Il est ainsi prévu que quel que soit le nombre d’heures effectuées chaque mois la rémunération des salariés doit être lissée sur l’année, avec une rémunération maintenue pour 151,67 heures arrondies à 152 heures de travail mensuel, que le programme de modulation est de 32 heures par semaine de janvier à avril et en décembre et de 40 heures par semaine sur les autres mois de l’année et que dans le cadre de cette modulation les heures supplémentaires peuvent être de deux natures, à savoir les heures dépassant dans le cadre annuel le total de 1600 heures et les heures dépassant dans le cadre hebdomadaire les variations d’horaires prévues dans l’accord, soit en période basse un déclenchement à compter de la 33ème heure et en période haute un déclenchement à compter de la 41ème heure.
Ainsi, le calcul de M. [L] qui ne tient pas compte de la modulation annuelle du temps de travail est erroné.

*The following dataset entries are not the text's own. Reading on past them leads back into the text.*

PR #1833, opened 2022-07-26
Updated image factories for HWC and CHW

JohnDoll2023:
## Description ##

Both image factories now handle HWC and CHW formats

- Transpose is not available for all engines so we must handle the different formats without transposing to a single format type
- Test on the apps and within DJL repo

### DIFF
--- a/android/core/src/main/java/ai/djl/android/core/BitmapImageFactory.java
+++ b/android/core/src/main/java/ai/djl/android/core/BitmapImageFactory.java
@@ -110,7 +110,6 @@ public class BitmapImageFactory extends ImageFactory {
         int height = (int) shape.get(0);
         int width = (int) shape.get(1);
         Bitmap bitmap = Bitmap.createBitmap(width, height, Bitmap.Config.ARGB_8888);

De même, force est de constater qu’il sollicite la même somme tous les mois de la période visée sur une base de 5 heures supplémentaires par semaine, soit 20 heures supplémentaires par mois, soit 341, 825 euros de rappel de salaire, qu’il applique indifféremment entre avril 2014 et décembre 2014, sur les 12 mois des années 2015 et 2016 et les trois mois de 2017, sans tenir compte des jours de congés, des arrêts pour maladies ou accident du travail notamment.

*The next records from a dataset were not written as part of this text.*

PR #1724, opened 2021-12-02
Remove metering computation twice

janezpodhostnik:
Found a bug while doing some measurements. Computation was being added twice. This is also probably why some transactions were now costing more.

I also added a test for it. Previous test did not detect it as you had to have a non 0 computation to start with, to see this bug.

It looks like we did not hit this bug yet, as cadence only calls `AddUsed` only once per transaction.


fvm/handler/computation.go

Enfin, la société produit des décomptes détaillés sur la période de mars 2014 à mars 2017. Ces décomptes mentionnent les périodes de modulation, les absences du salarié, l’heure supplémentaire alléguée par jour et le nombre d’heures dépassant dans le cadre hebdomadaire les variations d’horaires prévues dans l’accord avec le rappel de salaire en découlant. Toutefois, ils se fondent sur une durée hebdomadaire de travail théorique de 35 heures et ne mentionnent pas le temps effectif travaillé chaque jour, tel qu’il ressort des rapports journaliers.
Au vu de l’ensemble des éléments ainsi soumis à la cour, il apparaît que le salarié a effectivement exécuté des heures supplémentaires qui ne lui ont pas été rémunérées, mais dans une proportion moindre que ce qu’il affirme et que c’est par une juste appréciation que les premiers juges ont fixé la créance en résultant à 6 153 euros et 615,30 euros de congés payés afférents.

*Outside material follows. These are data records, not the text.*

PR #1725, opened 2021-12-02
Fixed pruning for VoteAggregator and misc clean ups 

AlexHentschel:
* fixed VoteAggregator.PruneUpToView to be consistent with existing convention
* removed a "V2" designators in tests for components for which we already removed the V1 version


durkmurder (approved):
Nice and clean, thank you!

consensus/hotstuff/voteaggregator/vote_aggregator.go
```diff
@@ -211,11 +211,11 @@ func (va *VoteAggregator) InvalidBlock(proposal *model.Proposal) error {
...
 
-// PruneUpToView will delete all votes below to the given view, as well as related indexes.
+// PruneUpToView deletes all votes _below_ to the given view, as well as related
+// indices. If `view` is smaller than the previous value, the previous value is
+// kept and the method call is a NoOp.
 func (va *VoteAggregator) PruneUpToView(view uint64) {
-	// if someone else has updated view in parallel don't bother doing extra work for cleaning, whoever
-	// is able to advance counter will perform the cleanup
-	if va.highestPrunedView.Set(view) {
+	if va.lowestView.Set(view) {
```
zhangchiqing, line 218: If we prune up to view `100`, then any votes for view 100 should be pruned (removed), therefore, the lowest view would become `101`, rather than `100`, because 100 has been pruned. In that case `highestPrunedView` sounds more correct

AlexHentschel: For a given `view` number, there are two possible conventions:
1.  prune all views `v` < `view`, i.e. I _exclude_ `view` in the pruning 
2. prune all views `v` ≤ `view`, i.e. I _include_ `view` in the pruning

From a theoretical algorithmic perspective, it doesn't make much of a difference (they are equally powerful). But from an implementation perspective, option 1 creates less edge cases (details below). 

So far, we use convention 1 throughout the code base (except in this particular case). I think there is value in having one uniform convention; hence I am suggesting to change the implementation here to be consistent with the all other pruning implementations. 

#### Motivation for choosing convention 1 over convention 2

Lets look at the levelled forest, which we use for storing blocks. In this particular case (and in multiple other applications in the code base), we actually need to keep the latest finalized block.   In other words, when we prune, we only want to remove the blocks with height _strictly lower_ than the finalized block. 

1. The current code implements convention 1: https://github.com/onflow/flow-go/blob/ab5038a35fe6e841b60afa2a90e8209866198415/module/forest/leveled_forrest.go#L51-L52 for the following reason:
   * I can always just write 
      ```golang
      PruneUpToLevel(latestFinalizedBlock.Height)
      ```
       which will remove all blocks _below_ the `latestFinalizedHeight` but keep the blocks at this height 
2. Now lets look at how the code would look like, if we were to use convention 2:
    ```golang
    PruneUpToLevel(latestFinalizedBlock.Height-1)
    ```
    but wait: 
    * the height is a `uint64` and if the node boots up with the genesis block at height `0` as `latestFinalizedBlock`, the operation  `latestFinalizedBlock.Height-1` would underflow. I have to worry about this every time I prune ... which makes the API quite error prone.

More generally, the threshold value  of `0` is a common case for blockchains (i.e. `view=0` in the case of `VoteAggregator` or `height=0` in the case of `Forks`). In contrast, getting close to the max value of `uint64` is generally not anything we worry about. Convention 1 is very safe in case you want to _keep_ the entities at the threshold; while convention 2 is error prone is this scenario. 

We _could_ have different pruning conventions, depending on the application. In some implementations we prune _including_ the threshold, in other cases we prune _excluding_ the threshold. But wouldn't that be super confusing? Therefore, I am recommending using the safe convention 1 everywhere and be clear about the convention in the documentation. The current implementation states: https://github.com/onflow/flow-go/blob/ab5038a35fe6e841b60afa2a90e8209866198415/consensus/hotstuff/vote_collectors.go#L25-L28

zhangchiqing: Thanks for the detail of the reasoning. 

I agree that it's better to use consistent convention everywhere, but I think it's a bit different here. 

The difference is that: 
For levelled forrest, we would like to keep the last finalized block, whereas in vote aggregator, we don't need to keep any vote at the finalized height. 

However, we would like to Prune both by the finalized height, meaning:
- for levelled forrest, we would like to call `PruneUpToLevel(finalizedBlock.Height)`, and prune all blocks whose view is `below` the finalized height, because we want to keep the finalized block.
- for vote aggregator, we would like to call `PruneUpToView(finalizedBlock.View)`, and prune all blocks whose view is `below and equal` the finalized height, because we `don't` want to keep the votes for finalized block. 

Now the question is: should we keep the votes for the finalized block? 
The benefit of keeping the votes for finalized block is to keep both implementation consistent, and becomes a convention. However, the drawback is that it allows the possibility of vote aggregator creating a different QC for the finalized block. Due to this drawback, I would prefer breaking the convention and eliminating that edge case. In other words, keep the original implementation.

AlexHentschel: Good discussion. Thanks Leo for the detailed reply. 

> Now the question is: should we keep the votes for the finalized block?

That is a valid point. I agree that we probably _don't_ want to keep the votes for the finalized block: there is no point to keeping them. Now, the question is how do we remove the votes for the finalized view. We could
1. Have a different convention for the `VoteAggregator`; as you are suggesting  `VoteAggregator.PruneUpToView(finalizedBlock.View)` would remove also the votes for `finalizedBlock.View`.
2. The alternative approach, which I have taken in this PR is:
   * `VoteAggregator.PruneUpToView(view)` follows the established convention (_not_ removing the votes for `view`)
   * Here, `view` is essentially the lowest view for which we retain votes. This is reflected by the variable naming: https://github.com/onflow/flow-go/blob/ab5038a35fe6e841b60afa2a90e8209866198415/consensus/hotstuff/voteaggregator/vote_aggregator.go#L32
   * So when we have `finalizedBlock`, the lowest view for which we still want to process votes is `finalizedBlock.View+1`:
      * when instantiating the `VoteAggregator`, is already does this https://github.com/onflow/flow-go/blob/ab5038a35fe6e841b60afa2a90e8209866198415/consensus/vote_aggregator.go#L27
      * we haven't implemented the pruning logic yet (I think ?), but we would need also the `+1` there

Let me know what you think. Thanks

zhangchiqing: Thanks for the reasoning. 

For option 2, I think asking the caller to do the following, implies the caller knows how vote aggregator prune logic. I would suggest to remove the `+1` by letting the vote aggregator take finalized view, rather than lowest view, because `lowest` is only meaningful to the vote aggregator internal implementation. Even if we would like to compute `lowest = finalizedView + 1`, we could compute it in the constructor function. 
```
 aggregator, err := voteaggregator.NewVoteAggregator(log, notifier, finalized.View+1, voteCollectors) 
```

However, I still think it would be a bit confusing: what is lowest? is it a finalized view or pruned view, is finalized view pruned? 
But IMO we don't have this confusion with option 1, because the constructor would do:
```
va. highestPrunedView.Set(finalizedView)
```
And the `PruneUpToView` function would do:
```
func (va *VoteAggregator) PruneUpToView(finalizedView uint64) {
	if va.highestPrunedView.Set(finalizedView) {
             va.collectors.PruneUpToView(finalizedView)
        }
```

It's clear that the `highestPrunedView` is the view where votes have been pruned, and by renaming the argument of `PruneUpToView` to `finalizedView`, it's clear, votes up to the finalized view will be pruned.

AlexHentschel: I feel the pruning policy is an _external_ aspect to vote aggregator. Technically we could prune already up (and including) the view of the highest known QC. My intrinsic preference is to keep the `VoteAggregator` as generic as possible. Therefore, the `VoteAggregator` doesn't make any specific assumption about the pruning policy. `VoteAggregator` says: give me some view and I throw everting away below that view. We _externally_ decide to tell it to prune at the finalized view. But we could make other (more performant but also more complex to implement) decisions. 

You are right that the [utility logic to initialize the `VoteAggregator` and its dependencies](https://github.com/onflow/flow-go/blob/ab5038a35fe6e841b60afa2a90e8209866198415/consensus/vote_aggregator.go#L18) is inconsistent with what I just said, in that is _directly_ uses the finalized block: https://github.com/onflow/flow-go/blob/ab5038a35fe6e841b60afa2a90e8209866198415/consensus/vote_aggregator.go#L18

Suggestions for avoiding confusions (quickly implemented in my most recent commit https://github.com/onflow/flow-go/pull/1725/commits/b09fad53d9140816f8574c7cff33935469375ea9): 
* In `VoteCollectors` as well as `VoteAggregator`, use the variable naming `lowestRetainedView`
* clarify in goDoc https://github.com/onflow/flow-go/blob/b09fad53d9140816f8574c7cff33935469375ea9/consensus/hotstuff/voteaggregator/vote_aggregator.go#L214-L218
* In the initialization utility for Vote Aggregator, I now also use `lowestRetainedView` https://github.com/onflow/flow-go/blob/e778aba54e93a53b89e0c47e2e5b0e29d5c0ef56/consensus/vote_aggregator.go#L15-L20

Thereby, the VoteAggregator becomes completely agnostic to the pruning policy (and consistent with the prevalent `PruneUpToView` convention 😅 )

If you still find this confusion, let me know and I'll change to convention 1. Though, if we go with convention 1., my preference would be to use a different method name, e.g. `PruneToFinalizedView(finalized view)` to clarify that this method uses a different convention than all the other `PruneUpToView` methods.

engine/collection/epochmgr/factories/hotstuff.go
```diff
@@ -110,7 +110,7 @@ func (f *HotStuffFactory) CreateModules(epoch protocol.Epoch,
 	voteProcessorFactory := votecollector.NewStakingVoteProcessorFactory(committee, qcDistributor.OnQcConstructedFromVotes)
 	aggregator, err := consensus.NewVoteAggregator(
 		f.log,
-		finalizedBlock,
+		finalizedBlock.View+1,
```
zhangchiqing, line 113:
```suggestion
		// since we don't want to aggregate votes for finalized view, 
		// the lowest retained view starts with the next view of the last finalized view.
		finalizedBlock.View+1,
```

zhangchiqing (approved):
Looks good. The new variable name is also clear.

AlexHentschel:
thanks @zhangchiqing for consistently advocating for clear implementations and the insightful discussions on this PR. Your insights are much appreciated.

Le jugement sera confirmé sur le quantum alloué.
Sur les demandes accessoires
Eu égard au sens de la décision, il n’apparaît pas inéquitable de laisser à la charge de chacune des parties les sommes avancées par elles et non comprises dans les dépens, ces derniers étant en revanche supportés par la société.
PAR CES MOTIFS
La Cour, statuant publiquement, par arrêt contradictoire, dans la limite de l’appel,
CONSTATE que l’effet dévolutif de l’acte d’appel porte sur :
– le quantum de la condamnation au titre des heures supplémentaires ;
– le rejet des demandes d’indemnité de trajet, d’indemnité de déplacement et de prime d’entretien ;
CONSTATE que la cour n’est pas saisie dans les dernières conclusions de l’appelant de demandes relatives aux indemnités de trajet et de déplacement et de prime d’entretien ;
CONFIRME le jugement sur les sommes allouées au titre des heures supplémentaires ;
Y ajoutant,
DIT n’y avoir lieu à application des dispositions de l’article 700 du code de procédure civile ;
CONDAMNE la société Sotravia aux dépens.